What to do.
Return the lines below in which the string "components" occurs.

Record extracts.
PR #1254, opened 2021-06-08
Migrate to Java 11 & Kotlin 1.4.x

vadeg:
Update dependencies

* Dokka to 1.4.32
* Kotlin to 1.4.32
* `jackson` to 2.12.2
* Migrate gradle scripts
* Fix dokka Metaspace error
* Move build to Java 11

Fixes #920


github-integration/build.gradle.kts
```diff
@@ -46,57 +46,57 @@ dependencies {
...
+    implementation("com.github.java-json-tools:json-schema-validator:2.2.8")
+    implementation("org.springframework.boot:spring-boot-starter-web")
+    implementation("org.springframework.boot:spring-boot-starter-thymeleaf")
+    implementation("org.springframework.boot:spring-boot-starter-undertow")
+    implementation("org.springframework.boot:spring-boot-starter-actuator")
+    implementation("org.springframework.boot:spring-boot-starter-data-jpa")
+    implementation("org.thymeleaf:thymeleaf-spring4")
+    implementation("org.flywaydb:flyway-core:4.1.2")
+    implementation("org.postgresql:postgresql:42.1.1")
+    implementation("org.hibernate:hibernate-core:$hibernateVersion")
```
cberg-zalando, line 60: In general, overwriting dependency version, which are managed by Spring, is not a good practice as it can lead to breakages. But I see, that you are still using Spring Boot 1.5.*, which might be the reason. Given that it is not maintained anymore, it might make sense to also look into switching to a supported version.

github-integration/build.gradle.kts
```diff
@@ -46,57 +46,57 @@ dependencies {
...
+    implementation("org.hibernate:hibernate-entitymanager:$hibernateVersion")
+    implementation("org.jadira.usertype:usertype.core:6.0.1.GA")
+    implementation("com.fasterxml.jackson.module:jackson-module-parameter-names:$jacksonVersion")
+    implementation("com.fasterxml.jackson.datatype:jackson-datatype-jsr310:$jacksonVersion")
+    implementation("org.zalando.stups:stups-spring-oauth2-server:1.0.18")
+    implementation("org.zalando:problem-spring-web:0.19.0")
+    implementation("org.zalando:twintip-spring-web:1.1.0")
```
cberg-zalando, line 67: Twintip was already obsoleted since at least 2019.

server/zally-server/build.gradle.kts
```diff
@@ -24,33 +24,33 @@ dependencies {
...
+    implementation("org.springframework.boot:spring-boot-starter-actuator:$springBootVersion")
+    implementation("org.springframework.boot:spring-boot-starter-data-jpa:$springBootVersion") {
         exclude("org.hibernate", "hibernate-entitymanager")
     }
-    compile("org.flywaydb:flyway-core:5.1.4")
-    compile("org.hsqldb:hsqldb:2.4.1")
-    compile("org.postgresql:postgresql:42.2.4")
-    compile("org.hibernate:hibernate-core:5.3.5.Final")
-    compile("org.jadira.usertype:usertype.core:7.0.0.CR1") {
+    implementation("org.flywaydb:flyway-core:5.1.4")
```
cberg-zalando, line 36: The same that I wrote above about overwriting Spring Boot managed dependencies applies here as well, even though the Spring Boot version is newer.

github-integration/build.gradle.kts
tkrop: Yes, supporting this is not necessary, but this is a separate issue.

github-integration/build.gradle.kts
vadeg: @cberg-zalando thank you for the update. We would definitely switch, but not on this PR. There are a lot of changes already and I don't want to add another "problem" in the scope.

cberg-zalando: Sure, I can understand this. Just thought, I give the PR's a view as I was somehow involved in getting the scope problem solved. So just thought to `give something back` as I am the `dependency bump person` in my team. :laughing:

vadeg:
`NullPointerExceptionTest` fails. I am not sure of the need of this test. It simply set `null` or removes values of properties from the schema and checks if rules run without NPE. In fact those removals break Swagger parser itself, because some of the properties can not be removed, e.g. you can not define a [Server Variable](https://github.com/OAI/OpenAPI-Specification/blob/main/versions/3.0.3.md#serverVariableObject) without a reference or value:
```yaml
...
servers:
  - url: '{scheme}://example.com/'
    description: Example Server
    variables:
      scheme:
...
```
This causes the error in `swagger-parser`:
```kotlin
class com.fasterxml.jackson.databind.node.NullNode cannot be cast to class com.fasterxml.jackson.databind.node.ObjectNode (com.fasterxml.jackson.databind.node.NullNode and com.fasterxml.jackson.databind.node.ObjectNode are in unnamed module of loader 'app')
java.lang.ClassCastException: class com.fasterxml.jackson.databind.node.NullNode cannot be cast to class com.fasterxml.jackson.databind.node.ObjectNode (com.fasterxml.jackson.databind.node.NullNode and com.fasterxml.jackson.databind.node.ObjectNode are in unnamed module of loader 'app')
	at io.swagger.v3.parser.util.OpenAPIDeserializer.getServerVariables(OpenAPIDeserializer.java:532)
	at io.swagger.v3.parser.util.OpenAPIDeserializer.getServer(OpenAPIDeserializer.java:465)
	at io.swagger.v3.parser.util.OpenAPIDeserializer.getServersList(OpenAPIDeserializer.java:435)
	at io.swagger.v3.parser.util.OpenAPIDeserializer.parseRoot(OpenAPIDeserializer.java:192)
	at io.swagger.v3.parser.util.OpenAPIDeserializer.deserialize(OpenAPIDeserializer.java:149)
...
```
In summary, the test breaks what should not be broken by specification definition. I am thinking of removing it. @roxspring it's been long time ago when you have added this test. Do you remember what was the goal?

roxspring:
> In summary, the test breaks what should not be broken by specification definition. I am thinking of removing it. @roxspring it's been long time ago when you have added this test. Do you remember what was the goal?

The requirement came from somebody at Zalando, I don't remember who, I just implemented it because I was working in that area and was intrigued by the challenge. IIRC it was around the time that we added support for OpenAPI 3. The test is designed to test the rules with a variety of broken, or just partially empty, specifications and confirm that the rules are able to handle them properly. The intention was to force us to build the rules more robustly, such that people submitting a slightly broken specification got a useful response rather than some `500 Server Error`. Prior to this test being in place there were _a lot_ of rules which would fail hard, and it picked up on many null-dereferences in my own rules since.

Personally I'd recommend finding a way to keep the test in place - even though the spec you presented is invalid, a user submitting it deserves better feedback as to what was wrong and where.

Hope that helps - unfortunately I don't have capacity for much more than answering the odd question these days - my current role doesn't even involve web APIs so I can't really justify time spent on Zally 😞

server/build.gradle.kts
```diff
@@ -2,7 +2,8 @@ import org.jetbrains.dokka.gradle.DokkaTask
 import org.jetbrains.kotlin.gradle.tasks.KotlinCompile
 
 plugins {
-    val kotlinVersion = "1.3.21"
+    val kotlinVersion = "1.4.32"
```
zeitlinger, line 5: https://github.com/JetBrains/kotlin/releases/tag/v1.5.20 is already out

vadeg:
👍

cberg-zalando:
:+1:

vadeg:
@tkrop do you want to have a look?

server/build.gradle.kts
vadeg: I know. I don't want to upgrade from 1.3. directly to 1.5. I was fighting with many libs and plugins to make them work. Don't want to spend one more month on doing this. This could be a separate ticket.

server/zally-ruleset-zalando/src/main/kotlin/org/zalando/zally/ruleset/zalando/CommonFieldTypesRule.kt
```diff
@@ -19,15 +22,22 @@ class CommonFieldTypesRule(rulesConfig: Config) {
...
                 if (violationDesc != null) {
-                    context.violations(violationDesc, schema)
+                    if (schema.isObjectSchema()) {
+                        context.violations(violationDesc, schema)
+                    } else {
+                        context.violations(
+                            violationDesc,
+                            context.getJsonPointer(parentObjectSchema) + "/properties/$name".toJsonPointer()
+                        )
+                    }
```
tkrop, line 40: Not sure, whether this is a good idea. Isn't the effect, that a violation would be notified twice - once in the defining section, once in the referencing section?

I would suggest, to try to limit this on a single violation on the defining location. However, I must admit, I see the problem of references to external locations that should also create violations. So if this covers the last situation - even if the test is not addressing this issue, I would be okay with this change. Else, may be we should separate this logic change.

server/zally-core/src/main/kotlin/org/zalando/zally/core/ast/ReverseAstBuilder.kt
```diff
@@ -16,9 +17,10 @@ import kotlin.collections.component2
 import kotlin.collections.set
 
 class ReverseAstBuilder<T : Any> internal constructor(root: T) {
+    private val log = LoggerFactory.getLogger(ReverseAstBuilder::class.java)
     private val extensionMethodNames = HashSet<String>()
 
-    private val nodes = ArrayDeque<Node>(listOf(Node(root, EMPTY_JSON_POINTER, null)))
+    private val nodes = ArrayDeque(listOf(Node(root, EMPTY_JSON_POINTER, null)))
```
tkrop, line 23: Why is removing the type here necessary? Can't we keep it?

tkrop (commented):
Looks good. Only two questions left.

server/zally-core/src/main/kotlin/org/zalando/zally/core/ast/ReverseAstBuilder.kt
vadeg: There is no need to keep the generic type here. The generic type is derived from the constructor argument (`listOf(...)`).

tkrop: I see. Nice trade of Kotlin, but some times I miss the explicit types for readability - especially when it starts looking inconsistent as here. Anyhow, I'm okay with dropping it.

server/zally-ruleset-zalando/src/main/kotlin/org/zalando/zally/ruleset/zalando/CommonFieldTypesRule.kt
vadeg: There will be only one violation in this case because of how the Swagger parser resolves references. Consider the example
```yaml
openapi: 3.0.1
  paths:
    /pets:
      get:
        responses:
          200:
            content:
              application/json:
                schema:
                  properties:
                    id:
                      $ref: "#/components/schemas/CustomId"
  components:
    schemas:
      CustomId:
        type: integer
        format: int64
```

After Swagger parser will parse this schema, it will replace all references with real values. In our case it will be
```yaml
openapi: 3.0.1
  paths:
    /pets:
      get:
        responses:
          200:
            content:
              application/json:
                schema:
                  properties:
                    id:
                      # Here the $ref is replaced with an actual value
                      type: integer 
                      format: int64
  components:
    schemas:
      CustomId:
        type: integer
        format: int64
```

Without the condition I added the violation path will be `/components/schemas/CustomId`. This definition itself doesn't violate [rule 174](https://opensource.zalando.com/restful-api-guidelines/#174). Only a combination of the property name `id` and the property type `integer` violates the rule. 
This root cause of the problem is how Zally stores and lookups JSON pointers. I have described this problem in #1255 in details. Until it will be fixed this is the only mitigation strategy I have found to keep JSON pointers point to exact property (`/paths/~1pets/get/responses/200/content/application~1json/schema/properties/id`) rather than to the property (`/components/schemas/CustomId`) definition leaving to the client guessing what is wrong with the custom type.

tkrop: The begin of your explanation sound good, but the last sentence confuses me. I would expect the visible location to be `/components/schemas/CustomId` since this is where the problem can be found, and not `/paths/~1pets/get/responses/200/content/application~1json/schema/properties/id`. Can you check your last sentence?

tkrop: Thanks for the discussion. Now I understand the problem here.

tkrop:
:+1:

Solution to the problem.
                      $ref: "#/components/schemas/CustomId"
  components:
  components:
Without the condition I added the violation path will be `/components/schemas/CustomId`. This definition itself doesn't violate [rule 174](https://opensource.zalando.com/restful-api-guidelines/#174). Only a combination of the property name `id` and the property type `integer` violates the rule. 
This root cause of the problem is how Zally stores and lookups JSON pointers. I have described this problem in #1255 in details. Until it will be fixed this is the only mitigation strategy I have found to keep JSON pointers point to exact property (`/paths/~1pets/get/responses/200/content/application~1json/schema/properties/id`) rather than to the property (`/components/schemas/CustomId`) definition leaving to the client guessing what is wrong with the custom type.
tkrop: The begin of your explanation sound good, but the last sentence confuses me. I would expect the visible location to be `/components/schemas/CustomId` since this is where the problem can be found, and not `/paths/~1pets/get/responses/200/content/application~1json/schema/properties/id`. Can you check your last sentence?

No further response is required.